- Born: 1973 or 1974 (age 51–52)
- Education: Cornell University (BE)
- Occupation: Businessman
- Known for: Co-founder, co-chairman & CEO, Wayfair
- Board member of: Wayfair
- Spouse: Jill Shah
- Children: 2

= Niraj Shah =

American businessman (born 1973/74)

Niraj S. Shah (born 1973/1974) is an American businessman, and co-founder, co-chairman, and CEO of online retailer Wayfair.

==Early life==
Shah grew up in Pittsfield, Massachusetts, the son of immigrants from India. His grandfather ran a "steel manufacturing business in India, making pots and pans". His father worked for General Electric as a mechanical engineer, and after his retirement, joined Wayfair early on, providing financial advice, and still works for the company.

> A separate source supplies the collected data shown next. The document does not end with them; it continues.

PR #56, opened 2021-08-03
ADAPT-2102: Hero component

rebeccahongsf:
# READY FOR REVIEW

# Summary
- Add Hero component

# Needed By (Date)
- tbd

# Urgency
- low

# Steps to Test

1. Checkout this branch
2. Spin up local dev to review the Hero or see on [Netlify Preview](https://deploy-preview-56--decanter-react.netlify.app/?path=/story/composite-hero--default)

- [ADAPT-2102](https://stanfordits.atlassian.net/browse/ADAPT-2102)

# See Also


rebeccahongsf:
Decanter v6 Hero contains [custom heights](https://github.com/SU-SWS/decanter/blob/v6/core/src/scss/components/hero/_hero.scss#L3-L11) at specific breakpoints. I've current set it to `su-max-h-500` (i.e. max-height: 50rem).

Is this something we should incorporate within our [maxHeight file](https://github.com/SU-SWS/decanter/blob/v7/src/plugins/theme/maxHeight.js) in Decanter v7? 🤔

yvonnetangsu:
> Decanter v6 Hero contains [custom heights](https://github.com/SU-SWS/decanter/blob/v6/core/src/scss/components/hero/_hero.scss#L3-L11) at specific breakpoints. I've current set it to `su-max-h-500` (i.e. max-height: 50rem).
> 
> Is this something we should incorporate within our [maxHeight file](https://github.com/SU-SWS/decanter/blob/v7/src/plugins/theme/maxHeight.js) in Decanter v7? 🤔

Oh interesting....those are very specific max heights. Hmmmm let's go with the closest value for now, since we aren't going for an exact 1:1 match with Decanter 6 currently. If we absolutely need those values later, we can always add them 😄

src/Hero/Hero.js
```diff
@@ -0,0 +1,63 @@
...
+import { dcnb } from "cnbuilder";
+
+/**
+ * Hero Component
+ *
+ * HTML card element
+ */
+
+const HeroRoot = ({
+  bgImage: { src } = {},
```
sherakama, line 12: If you are not using any other values than src why make this parameter an object?

sherakama (approved):
Other than my one question about the bgImage prop being an object vs a string this is looking great and is gtg.

yvonnetangsu:
This looks great! I was thinking though, the one with the caption seems like it belongs in a different family. I think we're going to need a component with image and caption (kind of like the CaptionMedia component we have on SAA). Think we could move the Hero with the small caption into a a different component, then we could add other options later (eg, caption alignment) 😄

yvonnetangsu (changes requested):
Sorry for taking so long to get back to this! 

1. Looks like currently it might breakdown for mobile if the text gets long. Please see if you could make the image height expand to accommodate the amount of text 😄  
Screen Shot 2021-09-02 at 1 48 48 AM

2. We could probably use larger font sizes for the description and maybe even the superheadline. I suggest talking to Kerri (since she's the design gatekeeper of Decanter) to see if she has font size suggestions.

Looking great! Thank you for the work 🙏🏼

rebeccahongsf:
Mini Update: 
1. Text issue for the Custom Gradient with text overlay should now be resolved for mobile:
image

2. Checked in with Kerri — will update PR with rec font-sizes once I hear back!

yvonnetangsu:
Yay - thank you for the revision, @rebeccahongsf ! ❤️

rebeccahongsf:
I think we're ready for another round of reviews @yvonnetangsu :D Thank you for your patience and feedback!

yvonnetangsu:
@rebeccahongsf Looks like default hero mobile view got a little chopped off on mobile at the bottom 😄 
Screen Shot 2021-09-21 at 11 59 06 AM

rebeccahongsf:
@yvonnetangsu, now it should be g2g. Thanks again!

yvonnetangsu:
@rebeccahongsf One more 😄 
I would probably take away the max height on that 2nd variant:
Currently with max height 500:
Screen Shot 2021-09-21 at 12 49 42 PM

After
Screen Shot 2021-09-21 at 12 49 58 PM
:

PR #60, opened 2021-08-16
ADAPT-3019 Update Decanter to 7.0.0-beta.0

rebeccahongsf:
# READY FOR REVIEW

# Summary
- Update Decanter to 7.0.0-beta.0
This has been tested in the Make a Gift repo here: https://github.com/SU-SWS/ood_online_giving/pull/84
Aside from the checkbox and radio button label change (missing `vertical-align: top`) everything appears as expected.

# Needed By (Date)

# Urgency
- How critical is this PR?

# Steps to Test
1. Checkout this pull request
2. Review code
3. Test out https://github.com/SU-SWS/ood_online_giving/pull/84 and see if there are any additional visual changes. 

- [ADAPT-3019](https://stanfordits.atlassian.net/browse/ADAPT-3019)

# See Also


yvonnetangsu (commented):
Sorry for taking so long to get back to you on this, but the dev chat on Monday was helpful, and thanks to you adding the out of the box form elements here, it's clearer for us to see what they currently look like with just Decanter v7 base styles without the classnames. 

I only see one common issue with some button variants (any of the non red ones) and the dismiss buttons. I think due to the Decanter refactor, the hover/focus states for eg, the outline and ghost buttons, or the dismiss buttons, are now taking on the black background with white text style. On live and in the design, they actually should behave differently (see https://decanter-react.netlify.app/?path=/story/simple-dismiss-button--default for reference, the hover/focus bg is transparent). There could be multiple factors, one is that, we removed the "hocus" and "group-hocus" variants from Decanter v7 core to reduce bloat (and we normally use JIT mode anyway), so those variants that are used in DR need to be replaced with `hover:` and `focus:` classes separately instead of just `hocus:` for example (same for the `group-` ones). Also, specificity of CSS might have changed so extra class names might be needed.

With that said, I suspect if we end up adding JIT mode into this repo, then you wouldn't need to change things back and forth which probably saves time 🤔 😂 

Hmmm....decisions decisions.

sherakama:
@yvonnetangsu What is the pivot point for this to be merged? 

I see the one issue with the dismiss button to be cleaned up still too.

yvonnetangsu:
> @yvonnetangsu What is the pivot point for this to be merged?
> 
> I see the one issue with the dismiss button to be cleaned up still too.

Yeah, I think the Dismiss Buttons and the non-primary Button variants need to be tweaked, looks like the CTA Buttons have some hover/focus state issues as well
Screen Shot 2021-09-03 at 11 46 53 AM

If Nathan is working on getting JIT mode into this repo, would it make more sense to do these changes after?

sherakama (approved):
I merged in https://github.com/SU-SWS/decanter-react/pull/62 (JIT WORK) and re-packaged. This is G2G once https://github.com/SU-SWS/decanter-react/pull/62 has been merged.

rebeccahongsf:
Thanks @sherakama 😄 Seems like the [button](https://6140dd0a9648610acd3d0d87--decanter-react.netlify.app/?path=/story/simple-button--solid) issues have been resolved as well @yvonnetangsu but please do not hesitate to let me know if anything else appears out of place!

yvonnetangsu:
> Thanks @sherakama 😄 Seems like the [button](https://6140dd0a9648610acd3d0d87--decanter-react.netlify.app/?path=/story/simple-button--solid) issues have been resolved as well @yvonnetangsu but please do not hesitate to let me know if anything else appears out of place!

Yay! Nathan is making one final change to the JIT branch. After that, we'll remerge/repackage and then it should be good to go. Right now it's missing the logo styles from JIT.

rebeccahongsf:
Decanter has been updated within PR #62
See: https://github.com/SU-SWS/decanter-react/blob/main/package.json#L53
Closing this PR out 😄

PR #65, opened 2021-09-11
ADAPT-3096: Text Field

rebeccahongsf:
# READY FOR REVIEW

# Summary
- Text Field Component Proof of Concept: TextField should contain subcomponents that pull in InlineError and Label.
**Note:** Additional updates will need to be done for the InlineError icon(s) (along with any other components that use the Hero Icon package). 

# Needed By (Date)
- tbd

# Urgency
- medium

# Steps to Test

1. Pull this branch
2. Review locally at `http://localhost:6006/?path=/docs/form-elements-text-field--default` or view [Netlify preview](https://deploy-preview-65--decanter-react.netlify.app/?path=/story/form-elements-text-field--default)
3. Review code and evaluate the component(s) and how it is assembled.
Some things to consider while reviewing code:
- Do the components follow the atomic design methodology?
- How might we implement the component with react-hook-forms? 
- What adjustments can be made to better accept props from react-hook-forms?

- Decanter-React-Forms (DERF)

- [ADAPT-3096](https://stanfordits.atlassian.net/browse/ADAPT-3096)
cc: @sherakama @yvonnetangsu 

# See Also


src/InlineError/InlineError.js
```diff
@@ -0,0 +1,75 @@
...
+
+// Prop Types.
+// -----------------------------------------------------------------------------
+InlineError.propTypes = {
+  // CSS Classes.
+  className: PropTypes.oneOfType([
+    PropTypes.string,
+    PropTypes.array,
+    PropTypes.object,
+  ]),
```
mattanglin, line 54: I know this something that's been kind of standardized on here, but I feel like extending the `className` prop to anything other than it's native `string` value is a dangerous practice. Plus, I've already ran into it [throwing console warnings](https://github.com/SU-SWS/saa_alumni/pull/159#discussion_r705602877) in the homesite project.

src/InlineError/InlineError.js
```diff
@@ -0,0 +1,75 @@
...
+  text: PropTypes.string,
+
+  // Icon name
+  icon: PropTypes.string,
+
+  // Icon Type
+  iconType: PropTypes.string,
+
+  // Is there an error message?
+  isError: PropTypes.bool,
```
mattanglin, line 66: Is this necessary? Couldn't we just change `text` to be an optional string property named `error` or `errorText` and render based on its existence?

src/InlineError/InlineError.js
```diff
@@ -0,0 +1,75 @@
...
+        type={iconType}
+        aria-hidden="true"
+        className="su-text-digital-red su-inline su-mr-3"
+        {...iconProps}
+      />
+    );
+  }
+
+  return (
+    <>
```
mattanglin, line 33: This fragment wrapper is unnecessary since we're returning a single node conditionally. You can optionally return `null` to render nothing and keep the (virtual) DOM a little cleaner.

src/TextField/TextField.stories.js
```diff
@@ -0,0 +1,52 @@
...
+  <TextField>
+    <TextField.Label text={labelText} helpText={helpText} id={id}>
+      <input
+        {...props}
+        className="su-input su-border su-border-black su-border-b-2 su-rounded su-pt-19 su-pb-20 su-px-19 su-w-full"
+        id={id}
+      />
+      <TextField.InlineError text={errorText} isError={isError} />
+    </TextField.Label>
+  </TextField>
```
mattanglin, line 38: I'm still struggling with why we're creating a component library and requiring consumers to do this much integration work to use it. If we're creating a library to speed up our own processes, I'd (personally) much rather import a single component and pass props to it than have to compose it this way every time (or more likely just recreate this exact code as a component in my codebase for reuse).

rebeccahongsf: Thanks for the swift review and feedback, @mattanglin! 😃 The way it's currently built is similar to how we built the Poster component (inspired by [HeadlessUI](https://headlessui.dev/)). 

However, I can definitely see how we might restructure the TextField component to be a singular component since that reduces the need to recreate the component on the project level! I threw this alternative TextField component poc that I believe embodies the idea you had in mind: https://github.com/SU-SWS/decanter-react/pull/68

We can chat more about the direction we want to go on this with the team during ADAPT Dev Chat today.

src/InlineValid/InlineValid.js
```diff
@@ -0,0 +1,66 @@
+import React from "react";
+import PropTypes from "prop-types";
+import { dcnb } from "cnbuilder";
+import Icon from "react-hero-icon";
+
+export const InlineValid = ({ className, validText, icon, iconType }) => {
```
rebeccahongsf, line 6: Does it make sense to create an InlineValid component to display validation messages? Or is there an elegant way we can reuse the InlineError component to toggle between Valid and Error messages/styles 🤔 

I imagine there's a way to reuse and recycle — I'll poke around RHF documentation to see how these messages are typically absorbed by the component.

mattanglin: You could combine the two, but I think it's fine to keep them separate since they serve two different, mutually exclusive purposes despite the fact that they generally occupy the same space in the DOM structure.

src/InlineError/InlineError.js
sherakama: > I feel like extending the className prop to anything other than it's native string value is a dangerous practice

The trade here is the ability to unset styles that we have added to the outermost wrapper by passing in an object of falsy values for the things we don't want through to dcnb(). This can allow us to keep the list of outputted classnames cleaner instead of appending opposing classnames to the end of the class attribute.

eg: If we put `su-rs-4` but my project wanted no spacing we could pass in `{su-rs-4: false}` to remove it from the output instead of adding `su-rs-0`.

src/TextField/TextField.stories.js
sherakama: > I'm still struggling with why we're creating a component library and requiring consumers to do this much integration work to use it.

It is unusual for sure but so is the TW component space to me. Copy and pasting HTML markup around to "share" components is strange and doesn't _feel_ right. That said, _some assembly required_ is where headlessUI and we landed. Our scope for this component library is not just for one site, but rather, for a suite of sites that are not identical but use a lot of the same things. The ability to add customizations and themeability to the out-of-the-box elements is a highly needed feature. The DX for that can go back and forth but I feel that the copy and paste culture of tailwind met a nice intersection with React in the HeadlessUI library. Coupling our component library with Storybook documentation should give the end developer all they need to get up and going as well as access to each and every element to theme, style, swap out, or append to. It is a little extra to have to copy and paste from a documentation website instead of just import and send through props but those familiar with the tailwind ecosystem should feel at home.

sherakama: Happy to continue this discussion and ways to make the DX better in any of our meetings and here to.

sherakama (approved):
Thanks for everyone's feedback on this. I vote for merging this down and starting to put it through its paces in real project work as we can always change things as we go.

yvonnetangsu:
> Thanks for everyone's feedback on this. I vote for merging this down and starting to put it through its paces in real project work as we can always change things as we go.

Do it 👍🏼  Merge away 😄  Let's get it in and we can tweak as needed.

Shah graduated from Cornell University, where he earned a bachelor's degree in engineering in 1995.

==Career==
Shah co-founded Wayfair in 2002 with his Cornell classmate, Steve Conine, and has been its CEO since its inception.

Shah was included in the Fortune list of "40 under 40" for 2013.

Shah was a director of the Federal Reserve Bank of Boston from 2017 to 2019.

In May 2017, Wayfair's share price rose above $70 per share, making Shah and his co-founder Steve Conine both billionaires. As of April 2022, his estimated net worth was $1.6 billion.

==Philanthropy==
Shah co-founded the Shah Family Foundation with his wife Jill in 2017, which supports education and healthcare programs.

==Personal life==
Shah is married to Jill Shah; they have two children, and live in the Back Bay area of Boston. In 2013, Jill Shah sold her alternative medicine directory Jill's List, which employed 7 people, to California-based MINDBODY, and now runs their Boston office.